Some people watch A Christmas Story when the gingerbread and stockings come out. I pull out a copy of Di Gi Charat. Except this one doesn’t have cat-eared girls.

Di Gi Charat is a strange beast beginning as a manga by Koge-Donbo in 1998, who also penned such stories as Kamichama Karin. The story follows Dejiko and Puchiko, two cute cat aliens who arrive on Earth only to begin working at a Gamers store. Gamers is a chain of anime merchandise stores in Japan that actually used Dejiko as their mascot. The franchise inspired a number of original home video installments, TV anime series, specials, video games, a film, and more.

One of the last hurrahs for the series was Di Gi Charat Winter Garden, a two-part special that aired in Japan between December 22 and 23, 2006—11 years ago.

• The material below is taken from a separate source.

PR #1541, opened 2026-05-17
feat(cua-driver-rs): garbage-collect old install versions + concurrent-install lockfile

f-trycua:
## Summary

Unlike the comedy-driven, adorable anime escapades of Dejiko and Puchiko from years before, Winter Garden removes the cat ears and turns them into adults… Well, Dejiko an adult and Puchiko as a high school student.

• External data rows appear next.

PR #1542, opened 2026-05-17
feat(list_windows): UIA-first top-level window enumeration on Windows

f-trycua:
## Summary

`crate::win32::list_windows` on Windows now walks UI Automation first and unions with the classic `EnumWindows` result (deduped by HWND), so the visible top-level windows of modern apps stop disappearing.

- **Why:** WebView2-hosted Notepad, packaged-UWP frames, and some Electron apps wrap their real surface inside a host HWND that `EnumWindows` either misses or returns with a misleading title/bounds. Asking `list_windows` for such a pid was returning an empty array. UIA's `AutomationElement::RootElement.FindAll(TreeScope::Children, TrueCondition)` returns the real interactable window — with `NativeWindowHandle` giving back an honest Win32 HWND so the (pid, window_id) tuple stays compatible with the rest of the pipeline.
- **Why keep `EnumWindows`:** UIA can miss specific console window types and some installer dialogs. Merging both lists (HWND-keyed dedupe) is maximally robust at negligible cost.
- **Filter parity:** UIA path filters on `CurrentIsOffscreen == false` + non-empty `GetWindowTextW` — same intent as the EnumWindows path's `IsWindowVisible && !IsIconic` + non-empty title.

## Implementation

Two commits:

1. `feat(platform-windows): UIA tree walker helper for top-level windows` — adds `crates/platform-windows/src/uia/windows_enum.rs` with `enumerate_top_level_windows() -> Vec<WindowInfo>`. Purely additive — no wiring yet. Stashes the `IUIAutomation` instance in a process-lifetime `OnceLock` (CoCreateInstance is non-trivial). Initializes COM via `CoInitializeEx(COINIT_APARTMENTTHREADED)` on each call, swallowing `RPC_E_CHANGED_MODE` (means COM is already up in another mode — harmless).

2. `feat(list_windows): use UIA-first enumeration on Windows` — `crate::win32::list_windows` now calls the helper, then unions with `EnumWindows` (dedupe by HWND), then applies the existing `filter_pid` argument at the end. All callers (`list_windows` tool, `get_window_state`, `launch_app`, etc.) pick the improvement up uniformly because they all go through this single helper. Adds a new "Enumeration source (Windows)" subsection to PARITY.md and updates the existing off-screen-windows limitation note.

## Notes

- No new windows-rs features required — `Win32_UI_Accessibility` and `Win32_System_Com` were already enabled in `platform-windows/Cargo.toml`.
- Pid is still resolved via `GetWindowThreadProcessId` (not UIA's `ProcessId` property) so the (hwnd, pid) tuple stays bit-identical to what the EnumWindows path computes — important for the downstream `windows_for_pid.iter().any(|w| w.hwnd == hwnd)` invariants.
- Title is read via `GetWindowTextW` rather than UIA's `CurrentName` for the same parity reason (UIA's Name property occasionally returns the AX-friendly label rather than the OS-level window caption).

## Test plan

- [ ] Manual: launch UWP Notepad from PowerShell (`start ms-launch:Microsoft.WindowsNotepad_8wekyb3d8bbwe!App`), grab its pid via `list_apps`, then `cua-driver call list_windows '{"pid":<UWP_pid>}'` — pre-change returned empty; should now return a non-empty `windows` array with the real window record.
- [ ] Regression: launch `mspaint` and `regedit` (classic Win32 apps); confirm `list_windows` still returns their windows with identical bounds + titles to pre-change.
- [ ] Regression: run `cargo run -p platform-windows --example list_windows_parity` against a running daemon — header format, structured-content field shape, and pid-warning path should all still pass.
- [ ] Build: `cargo build --release --target x86_64-pc-windows-msvc -p platform-windows` — clean (verified locally; full workspace cross-build from macOS fails on an unrelated `ring` build-script that needs the Windows native toolchain, but `platform-windows` itself compiles cleanly).

## Summary by CodeRabbit

* **Bug Fixes**
  * Improved top-level window discovery on Windows by combining multiple enumeration sources and deduplicating results to surface windows previously missed.
  * More consistent front-to-back ordering (z-order) of discovered windows.
  * Adjusted filtering so PID-based filtering and off-screen/minimized handling behave consistently after merging sources.

* **Documentation**
  * Clarified Windows enumeration behavior, ordering, and current limitations (including off-screen/minimized window handling).

[Review Change Stack](https://app.coderabbit.ai/change-stack/trycua/cua/pull/1542?utm_source=github_walkthrough&utm_medium=github&utm_campaign=change_stack)

### DIFF
--- a/libs/cua-driver-rs/PARITY.md
+++ b/libs/cua-driver-rs/PARITY.md
@@ -362,10 +362,31 @@ at least one entry has `active: true` (the foreground app).
   - windows=`crates/platform-windows/src/tools/impl_.rs` (ListWindowsTool)
   - linux=`crates/platform-linux/src/tools/impl_.rs` (ListWindowsTool, blocked behind Linux compile fix)
 - Status:
-  - windows: VERIFIED
+  - windows: VERIFIED (UIA-first enumeration; EnumWindows kept as union member)
   - macOS: OPEN (audit pending — macOS port already exists)
   - linux: OPEN
 - Test: `crates/platform-windows/examples/list_windows_parity.rs`
+
+### Enumeration source (Windows)
+
+`crate::win32::list_windows` runs UI Automation first
+(`AutomationElement::RootElement.FindAll(TreeScope::Children, TrueCondition)`,
+filtered to `IsOffscreen == false` + non-empty `GetWindowTextW`) and then
+takes the union with the classic `EnumWindows` walk, deduped by HWND. Each
+UIA element contributes its `NativeWindowHandle` as the canonical HWND, so
+downstream code keyed on `(pid, window_id)` keeps working unchanged.
+
+Why UIA-first: modern apps (WebView2-hosted Notepad, packaged-UWP frames,
+some Electron containers) hide their visible window inside a host HWND that
+`EnumWindows` either misses or surfaces with the wrong title/bounds. UIA's
+desktop-children walk returns the real interactable window.
+
+Why the EnumWindows union is kept: UIA can miss specific console window
+types and some installer dialogs. Merging both lists is maximally robust at
+negligible cost.
+
+`filter_pid` is applied to the merged list, so a UWP app's pid that
+previously returned empty now returns its real window.
 
 ### Fixed divergences (Windows)
 
@@ -406,10 +427,10 @@ flat `x/y/width/height`) for any pre-existing callers; remove once they migrate.
 
 Windows Rust does **not** yet enumerate **off-screen / minimized windows**.
 Swift's default (`on_screen_only: false`) returns them; Windows currently
-filters them out at the `EnumWindows` callback level (`IsWindowVisible &&
-!IsIconic`).  The `on_screen_only` schema field is accepted but has no
-effect.  Follow-up to refactor `list_windows` to return everything and
-filter at the tool layer.
+filters them out at both enumeration sources (UIA's `IsOffscreen` flag and
+`EnumWindows`'s `IsWindowVisible && !IsIconic` callback). The
+`on_screen_only` schema field is accepted but has no effect. Follow-up to
+refactor `list_windows` to return everything and filter at the tool layer.
 
 ---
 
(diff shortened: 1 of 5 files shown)


f-trycua:
Pushed fixup commits addressing the three review findings:

- `c6374fa4` — fix(uia): thread-local IUIAutomation + COM init (no permanent failure cache)
- `698ae575` — fix(list_windows): preserve EnumWindows z-order in UIA ∪ EnumWindows merge

**Finding 1 (`UIA_SINGLETON` caches failure) + Finding 2 (`ensure_com_initialized` called every enumeration)** — addressed together in `c6374fa4`. Replaced the global `OnceLock<usize>` singleton with a `thread_local! RefCell<Option<IUIAutomation>>`. Each worker thread runs `CoInitializeEx(STA)` + `CoCreateInstance(CUIAutomation)` exactly once on first use; on failure the cell stays `None`, so the next call retries from scratch instead of being stuck on a sentinel. This also matches COM apartment semantics (IUIAutomation is apartment-bound, so per-thread is the correct lifetime — not per-process), and the per-thread cell IS the init flag, so the redundant `ensure_com_initialized()` call goes away.

**Finding 3 (z-order skewed by union order)** — addressed in `698ae575`. `EnumWindows` walks the Win32 z-order list top-to-bottom, so its iteration order IS the canonical z-order. UIA's `FindAll(TreeScope::Children, ...)` makes no ordering guarantee. Reversed the merge: EnumWindows first (canonical), UIA-only HWNDs appended after (extra coverage, no claim on stacking priority). Z-index values for HWNDs already in the Win32 list are now the true ones.

`cargo check --release -p platform-windows --target x86_64-pc-windows-msvc` is clean on both commits.

f-trycua:
Pushed fixup for the 2 doc-drift nits: z_index comment in impl_.rs + PARITY.md "Enumeration source" section now correctly say EnumWindows-first / UIA-as-union-only. `@coderabbitai` please re-review.

PR #2251, opened 2026-07-16
test: copybara e2e via libs/fleet layout

r33drichards:
Verifies the reverse sync path after the libs/fleet relocation. Safe to close after verification.


r33drichards:
Merge-base predates a labeled forward-sync commit under the new layout; will re-test after the next forward sync stamps libs/fleet.

PR #2279, opened 2026-07-17
fix(cua-driver): require live capture permission

z-x-yang:
## Summary

- Require Accessibility, Screen Recording preflight, and the live
  `screen_recording_capturable` probe before `permissions grant` reports success.
- Detect a stale Screen Recording decision when an already-running daemon reports
  preflight access but cannot capture pixels.
- Return an actionable TCC reset sequence instead of a false success.
- Add unit coverage for ready, stale, and missing-probe responses.

## Why

`permissions status` already exposes the live capture probe, but
`permissions grant` currently stops as soon as Accessibility and Screen Recording
preflight both report true. A stale macOS TCC decision can therefore print
“You’re set” while the driver still cannot capture pixels.

## Test Plan

- [x] `cargo test -p cua-driver permission_grant`
      (`3 passed; 0 failed`)
- [x] `cargo check -p cua-driver`
- [x] `git diff --check 3db4a80fbe0283a8ca78ac4d093a82cc879a7ef1...HEAD`

## Platform / coverage caveats

The Rust tests and check ran on macOS. I did not execute the interactive
`permissions grant` / TCC reset flow because that would change the machine’s
system privacy state. The repository-wide `cargo fmt -p cua-driver -- --check`
currently reports pre-existing formatting differences outside this change; the
modified hunks were checked separately with rustfmt.

### DIFF
--- a/libs/cua-driver/rust/crates/cua-driver/src/cli.rs
+++ b/libs/cua-driver/rust/crates/cua-driver/src/cli.rs
@@ -2448,6 +2448,24 @@ fn run_permissions_status(json: bool) {
     }
 }
 
+fn permission_flag(structured: &serde_json::Value, key: &str) -> bool {
+    structured
+        .get(key)
+        .and_then(|value| value.as_bool())
+        .unwrap_or(false)
+}
+
+fn permission_grant_is_ready(structured: &serde_json::Value) -> bool {
+    permission_flag(structured, "accessibility")
+        && permission_flag(structured, "screen_recording")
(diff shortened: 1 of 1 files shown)


f-trycua:
Thanks @z-x-yang — your live-capture permission fix was preserved via `cherry-pick -x` and shipped in #2407. The landing PR also added non-prompting read-only status checks, explicit Tahoe Screen & System Audio consent guidance, AX-only fallback behavior, and end-to-end macOS identity/uninstall coverage.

Instead of working at Gamers, Dejiko works at a cafe. On her way back home on Christmas Eve with some leftover Christmas cake, she bumps into the guy of her dreams: Takuro, a young man who shares the same first name as two other Takuro characters from the original anime’s universe. Not knowing his name, though, she reports back to her little sister Puchiko back at their shared apartment that she met “the cake person,” who gave her his Christmas cake when she dropped hers while walking in the park.

Image Source: Winter Garden from デ・ジ・キャラット on YouTube

Each season in Winter Garden represents a different stage of the couple’s relationship. The two have their fateful encounter in winter, but know nothing about each other. Moving into spring, the two meet again, and their romance begins to blossom. It’s only at the end of spring when Takuro is finally able to ask Dejiko out, and they become boyfriend and girlfriend. Moving into the summer, the two begin to go out on dates.

However, moving into the fall, things begin to go wrong. Dejiko’s parents in the country need her and her sister to come back to home to help out at the family home. In addition, Dejiko sees Takuro out and about with a beautiful woman, and—with him not contacting her lately, saying he’s “busy”—she finds herself believing that he’s cheating on her. But there’s no screaming or yelling, and the only crying is a few tears falling out of Dejiko’s eyes.

Winter Garden is a very quiet, pastel-colored romance that moves from winter, to spring, to summer, to fall, to winter again, and then into the beginning of spring once again. It’s not about a couple who are together every single day. The two main characters Dejiko and Takuro are very timid, unable to put their true feelings on center stage. Throughout the hour-long piece, we’re able to see the two deal with their personal worries, but they never outright state that they’re worried about something. The visual clues and voice work subtley hints at what they’re mulling over. In Dejiko’s case, she’s worried about being left by Takuro. With Takuro, he’s struggling to become a playwright, and ends up ignoring Dejiko’s feelings in the process.

There’s barely any Christmas in this two-episode special, but the theme of meeting in winter and reuniting once the winter ends has made this peaceful romantic drama a must for me during the holidays. I’ve been watching it every year for approximately ten years, and it will probably be a winter tradition for me for years to come.

Di Gi Charat Winter Garden is streaming now on Hulu, and is available on home video from Sentai Filmworks.